TASK TO COMPLETE
Repeat exactly, please, the opening lines of the data below, through and including the line where "that resolves verified" sits.

Stored data entries:
PR #28009, opened 2026-04-03
feat(core): Add identity resolution for token exchange (no-changelog)

afitzek:
## Summary

Implements `IdentityResolutionService` that resolves verified external token claims (`sub`) to an n8n user. This replaces the skeleton stub that previously threw "not implemented".

**Part of the OAuth 2.0 Token Exchange initiative** (Phase 2a — Embed flow). External systems identify users by their own IDs (`sub` claim). This service maps those to internal n8n users — linking on first encounter and keeping profiles in sync on subsequent exchanges.

### Resolution algorithm

1. **Known sub** — `AuthIdentity` lookup by `sub` + `token-exchange` provider → return linked user
2. **Email fallback** — no identity match but email matches existing user → create `AuthIdentity` link, return user
3. **JIT provision** — no match at all → create user + personal project + `AuthIdentity` in a single transaction

### Role handling

- Role claim validated against the key's `allowedRoles` whitelist
- `global:owner` can never be assigned via token exchange (existing owners keep their role, new users are rejected)
- Existing users keep their current role when the claimed role is invalid or not allowed — login is never blocked due to role mismatch
- New users get `global:member` by default when no role claim is present

### Other changes

- `TokenExchangeService.verifyToken` now returns `{ claims, resolvedKey }` so `embedLogin` can pass `allowedRoles` to identity resolution
- Three new audit events: `token-exchange-identity-linked`, `token-exchange-user-provisioned`, `token-exchange-role-updated`

### How to test manually

1. Configure a trusted key with `allowedRoles: ['global:member', 'global:admin']`
2. Generate a JWT with `sub`, `email`, and optional `role` claim signed by the trusted key
3. Call `POST /rest/auth/embed` with `{ "token": "<jwt>" }`
4. Verify:
   - First call with a new `sub` + known email links the identity and returns the existing user
   - First call with a new `sub` + unknown email creates a new user with personal project
   - Subsequent calls with the same `sub` resolve via identity lookup (Path 1)
   - Role updates are applied when the claim is in `allowedRoles`
   - `global:owner` role claim is silently ignored for existing users and rejected for new users
5. Check audit events are emitted for linking, provisioning, and role changes

## Related tickets

- https://linear.app/n8n/issue/IAM-462

## Review checklist

- [X] Tests included.

### DIFF
--- a/packages/cli/src/modules/token-exchange/services/identity-resolution.service.ts
+++ b/packages/cli/src/modules/token-exchange/services/identity-resolution.service.ts
@@ -1,22 +1,236 @@
-import type { User } from '@n8n/db';
+import { Logger } from '@n8n/backend-common';
+import {
+	AuthIdentity,
+	AuthIdentityRepository,
+	GLOBAL_MEMBER_ROLE,
+	GLOBAL_ROLES,
+	UserRepository,
+	type User,
+} from '@n8n/db';
 import { Service } from '@n8n/di';
 
-import { UserError } from 'n8n-workflow';
+import { AuthError } from '@/errors/response-errors/auth.error';
 
 import type { ExternalTokenClaims } from '../token-exchange.schemas';
 
 /**
- * Resolves validated external token claims to an n8n User.
- *
- * This is a skeleton service — the real implementation with user
- * lookup/creation logic will be provided in a follow-up ticket.
+ * Password placeholder for JIT-provisioned users. This is not a valid bcrypt
+ * hash, so it can never match any input — the user can only authenticate
+ * through token exchange.
  */
+const INVALID_PASSWORD_PLACEHOLDER = '!token-exchange-no-password';
+
+type GlobalRoleKey = keyof typeof GLOBAL_ROLES;
+
+function isGlobalRole(role: string): role is GlobalRoleKey {
+	return role in GLOBAL_ROLES;
+}
+
 @Service()
 export class IdentityResolutionService {
+	private readonly logger: Logger;
+
+	constructor(
+		logger: Logger,
+		private readonly userRepository: UserRepository,
+		private readonly authIdentityRepository: AuthIdentityRepository,
+	) {
+		this.logger = logger.scoped('token-exchange');
+	}
+
 	/**
 	 * Map external identity claims to a local n8n user, creating one if necessary.
+	 *
+	 * Resolution order:
+	 * 1. AuthIdentity lookup by sub + token-exchange provider
+	 * 2. Email fallback — link existing user to this sub
+	 * 3. JIT provision — create user + personal project + identity in a transaction
+	 *
+	 * Role handling: the role claim is only applied when it is both valid and
+	 * permitted by the key's allowedRoles. For existing users the current role
+	 * is preserved when the claimed role is disallowed or absent — login is
+	 * never blocked because of a role mismatch.
 	 */
-	async resolve(_claims: ExternalTokenClaims): Promise<User> {
-		throw new UserError('Identity resolution is not yet implemented');
+	async resolve(claims: ExternalTokenClaims, allowedRoles?: string[]): Promise<User> {
+		// Path 1: known sub
+		const identity = await this.authIdentityRepository.findOne({
+			where: { providerId: claims.sub, providerType: 'token-exchange' },
+			relations: { user: { role: true } },
+		});
+
+		if (identity) {
+			this.logger.debug('Resolved user by auth identity', { sub: claims.sub });
+			const resolvedRole = this.resolveRoleForExistingUser(
+				claims.role,
+				allowedRoles,
+				identity.user.role?.slug,
+			);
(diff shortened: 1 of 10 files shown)


packages/cli/src/modules/token-exchange/services/identity-resolution.service.ts
```diff
@@ -1,22 +1,306 @@
...
 /**
- * Resolves validated external token claims to an n8n User.
- *
- * This is a skeleton service — the real implementation with user
- * lookup/creation logic will be provided in a follow-up ticket.
+ * Password placeholder for JIT-provisioned users. This is not a valid bcrypt
+ * hash, so it can never match any input — the user can only authenticate
+ * through token exchange.
  */
+const INVALID_PASSWORD_PLACEHOLDER = '!token-exchange-no-password';
```
BGZStephen, line 23: This feels odd, we currently support oauth users with no passwords, the owner user is bootstrapped with no password, meaning it's not a DB constraint, right? It feels like we should just leave the password null for JIT provisioned users

packages/cli/src/modules/token-exchange/services/identity-resolution.service.ts
```diff
@@ -1,22 +1,306 @@
...
+	 * 3. JIT provision — create user + personal project + identity in a transaction
+	 *
+	 * Role handling: the role claim is only applied when it is both valid and
+	 * permitted by the key's allowedRoles. For existing users the current role
+	 * is preserved when the claimed role is disallowed or absent — login is
+	 * never blocked because of a role mismatch.
 	 */
-	async resolve(_claims: ExternalTokenClaims): Promise<User> {
-		throw new UserError('Identity resolution is not yet implemented');
+	async resolve(
```
BGZStephen, line 64: Each of the three branches would benefit from being split out to reduce lines of code within this function and to make unit testing easier

packages/cli/src/modules/token-exchange/services/identity-resolution.service.ts
```diff
@@ -1,22 +1,306 @@
...
+	/**
+	 * Resolve the role claim for an existing user.
+	 *
+	 * Returns the role slug to sync to, or `undefined` to keep the current
+	 * role unchanged. Existing users are never blocked from logging in — if
+	 * the claimed role is invalid or not allowed, we simply skip the role
+	 * update and let them keep their current role.
+	 */
+	private resolveRoleForExistingUser(
+		roleClaim: ExternalTokenClaims['role'],
```
BGZStephen, line 203: It feels like we need to nail down whether this is a single role, or multiple roles? If it's an array, we should rename this to roles, not role, and just accept an array

packages/cli/src/modules/token-exchange/services/identity-resolution.service.ts
afitzek: I think if the password column is null, the use is deemed not active if I remember correctly. We also set an invalid password when we provision users in OIDC: https://github.com/n8n-io/n8n/blob/9b94862dc782c087f4e63e59fb81614d440e7afe/packages/cli/src/modules/sso-oidc/oidc.service.ee.ts#L332 

and in SAML:

https://github.com/n8n-io/n8n/blob/9b94862dc782c087f4e63e59fb81614d440e7afe/packages/cli/src/modules/sso-saml/saml-helpers.ts#L64

packages/cli/src/modules/token-exchange/services/identity-resolution.service.ts
```diff
@@ -1,22 +1,306 @@
...
+			return undefined;
+		}
+
+		if (!isGlobalRole(role)) {
+			this.logger.warn('Unknown role claim ignored', { role });
+			return undefined;
+		}
+
+		// If the claimed role is not in the allowed list, skip the update
+		if (allowedRoles && allowedRoles.length > 0 && !allowedRoles.includes(role)) {
```
BGZStephen, line 228: I think it's more natural to throw an error here and not fall back to the current role? Oauth flows tend to be very strict and throw errors often, letting this fall back could lead people to think their flow is OK but then not work consistently accross users?

packages/cli/src/modules/token-exchange/services/identity-resolution.service.ts
BGZStephen: oof, that feels wrong too, but that's another problem

packages/cli/src/modules/token-exchange/services/identity-resolution.service.ts
afitzek: This should be a single role, never multiple roles, this is my bad, it was wrong in the design document. I'll change it to be a single role.

BGZStephen: If it's easier we can do this in a one off follow up PR?

BGZStephen (approved):

PR #28011, opened 2026-04-03
fix(editor): Fix issue with credential based grouping in setup cards

scdekov:
## Summary
The credential type based grouping wasn't working well in the setup panel/builder setup in the following cases:
* 2 nodes sharing a credential and both having RLC param. If the user jumps straight to the second node card without filling the credential in the first they wouldn't be able to use the RLC (because credential is set in the first node)
* 2 nodes sharing a credential and only the second having a parameter to be filled. In that case with the old logic we'd show only credential picker for the second node (no card for the first) which means that if there is a node in between those two the execution would break if no credential is picked yet for the two nodes that are sharing

With the new grouping:
* First node(execution order) using a credential type always shows credential picker
* Following nodes having the same credential type
  * hidden if no other params than the credential
  * shows both independent credential picker and param inputs if there other params

## Test plan
Prompt to test - "Add two agents, one generates a joke, the second rates it. Both agents use openrouter with placeholders for the model values. Send the joke to telegram before it is being rated" 


MiloradFilipovic (commented):
Code looks good and the reported edge-cases work fine now 🙌
I was trying to test if HTTP nodes with same URLs work fine and run into two things that I would like to check:

I was using this prompt to create workflow with 2 HTTP nodes to notion API:

```
Build a workflow with two HTTP Request nodes for the same Notion API endpoint: https://api.notion.com/v1/pages

Requirements:

Workflow is triggered manually
Same URL on both HTTP Request nodes
Header auth type on both
Send notion DB id as X-Notion-DB header and leave editable placeholder for the value
```

Both nodes ended up looking ok but I was expecting to have credentials picker in setup cards and they were not there:

Image

Also, if I don't specify that workflow is triggered manually, builder creates just HTTP nodes and then it gets stuck in `Checking credentials...` step (possibly not related to this PR.

scdekov:
> Code looks good and the reported edge-cases work fine now 🙌 I was trying to test if HTTP nodes with same URLs work fine and run into two things that I would like to check:
> 
> I was using this prompt to create workflow with 2 HTTP nodes to notion API:
> 
> ```
> Build a workflow with two HTTP Request nodes for the same Notion API endpoint: https://api.notion.com/v1/pages
> 
> Requirements:
> 
> Workflow is triggered manually
> Same URL on both HTTP Request nodes
> Header auth type on both
> Send notion DB id as X-Notion-DB header and leave editable placeholder for the value
> ```
> 
> Both nodes ended up looking ok but I was expecting to have credentials picker in setup cards and they were not there:
> 
> Image
> Also, if I don't specify that workflow is triggered manually, builder creates just HTTP nodes and then it gets stuck in `Checking credentials...` step (possibly not related to this PR.

Interesting. I tried that prompt 3 times and got the right setup every time
image

@MiloradFilipovic is it possible that you had any followups or manual updates on the wf to get in that state? Or if you're able to reproduce it still could you drop the json of that workflow? May help me debug it

scdekov:
> > Code looks good and the reported edge-cases work fine now 🙌 I was trying to test if HTTP nodes with same URLs work fine and run into two things that I would like to check:
> > I was using this prompt to create workflow with 2 HTTP nodes to notion API:
> > ```
> > Build a workflow with two HTTP Request nodes for the same Notion API endpoint: https://api.notion.com/v1/pages
> > 
> > Requirements:
> > 
> > Workflow is triggered manually
> > Same URL on both HTTP Request nodes
> > Header auth type on both
> > Send notion DB id as X-Notion-DB header and leave editable placeholder for the value
> > ```
> > 
> > 
> >     
> >       
> >     
> > 
> >       
> >     
> > 
> >     
> >   
> > Both nodes ended up looking ok but I was expecting to have credentials picker in setup cards and they were not there:
> > Image
> > Also, if I don't specify that workflow is triggered manually, builder creates just HTTP nodes and then it gets stuck in `Checking credentials...` step (possibly not related to this PR.
> 
> Interesting. I tried that prompt 3 times and got the right setup every time image
> 
> @MiloradFilipovic is it possible that you had any followups or manual updates on the wf to get in that state? Or if you're able to reproduce it still could you drop the json of that workflow? May help me debug it

Ah I think I didn't paste the whole prompt that you shared. Let me try it again

scdekov:
> Build a workflow with two HTTP Request nodes for the same Notion API endpoint: https://api.notion.com/v1/pages
> 
> Requirements:
> 
> Workflow is triggered manually
> Same URL on both HTTP Request nodes
> Header auth type on both
> Send notion DB id as X-Notion-DB header and leave editable placeholder for the value

Still got the correct setup..
image

PR #28013, opened 2026-04-03
feat: support context caching in Google Vertex model

vViktorPL:
## Summary

Add optional [Vertex AI context caching](https://docs.cloud.google.com/vertex-ai/generative-ai/docs/context-cache/context-cache-use) for the Google Vertex Chat Model: users can disable caching, use automatic cache creation with Redis-backed metadata, or reference a predefined `cachedContents` resource. Align request shaping with [Vertex expectations](https://docs.cloud.google.com/vertex-ai/generative-ai/docs/context-cache/context-cache-use#context_cache_use_restrictions) (strip system messages and tool config when a cache applies), surface execution hints and UI notices where behavior diverges from the agent workflow, and avoid Redis races by using a short-lived connection per metadata operation.

Auto-caching strategy setup
Predefined cache strategy setup

## Review / Merge checklist

- [x] Tests included. 

### DIFF
--- a/packages/@n8n/nodes-langchain/nodes/llms/LmChatGoogleVertex/LmChatGoogleVertex.node.ts
+++ b/packages/@n8n/nodes-langchain/nodes/llms/LmChatGoogleVertex/LmChatGoogleVertex.node.ts
@@ -1,9 +1,15 @@
 import { ProjectsClient } from '@google-cloud/resource-manager';
 import type { GoogleAISafetySetting } from '@langchain/google-common';
 import { ChatVertexAI, type ChatVertexAIInput } from '@langchain/google-vertexai';
+import {
+	makeN8nLlmFailedAttemptHandler,
+	N8nLlmTracing,
+	getConnectionHintNoticeField,
+} from '@n8n/ai-utilities';
 import { formatPrivateKey } from 'n8n-nodes-base/dist/utils/utilities';
 import {
 	NodeConnectionTypes,
+	type INode,
 	type INodeType,
 	type INodeTypeDescription,
 	type ISupplyDataFunctions,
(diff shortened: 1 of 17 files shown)


packages/@n8n/nodes-langchain/nodes/llms/LmChatGoogleVertex/LmChatGoogleVertex.node.ts
lucamattiazzi, line 39: I think version should be bumped to 1.1

packages/@n8n/nodes-langchain/nodes/llms/LmChatGoogleVertex/context-caching/auto/auto-cache.ts
```diff
@@ -0,0 +1,553 @@
...
+			retryNotBeforeIso,
+		},
+		{ ttlSeconds: CACHE_TOO_SHORT_ERROR_TTL },
+	);
+}
+
+/**
+ * Fire-and-forget: completes `cachedContents.create` and updates Redis metadata (or deletes on hard failure).
+ */
+function scheduleContextCacheCreate(
```
lucamattiazzi, line 372: since this function isn't awaited, and google cache creation might not be fast enough, both the `ctx` and `logger` references might be used after the workflow has been completed, which might cause either UI degradation (errors not shown) or even errors. would it be possible to catch those errors, and highlight this possibility in the comments?

packages/@n8n/nodes-langchain/nodes/llms/LmChatGoogleVertex/context-caching/auto/auto-cache.ts
```diff
@@ -0,0 +1,553 @@
...
+				type: 'cold_no_create',
+				executionHints: [vertexContextCacheTooShortFromStoreHint()],
+			};
+		}
+	} else if (isExistingContextCache(meta)) {
+		if (parseExpireMs(meta.expireTime) <= nowMs) {
+			await deps.metadataStorage.delete(hash);
+			meta = null;
+			deps.logger.debug('VertexContextCache: cache_miss (expired)', metaBase);
+		} else if (meta.location !== deps.location) {
```
lucamattiazzi, line 234: is this actually something that can happen? isn't the location (and the model name a few lines later) used in computing the hash, and thus need to have the same value for the cache value to even be found?

lucamattiazzi (changes requested):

EXPECTED ANSWER
PR #28009, opened 2026-04-03
feat(core): Add identity resolution for token exchange (no-changelog)

afitzek:
## Summary

Implements `IdentityResolutionService` that resolves verified external token claims (`sub`) to an n8n user. This replaces the skeleton stub that previously threw "not implemented".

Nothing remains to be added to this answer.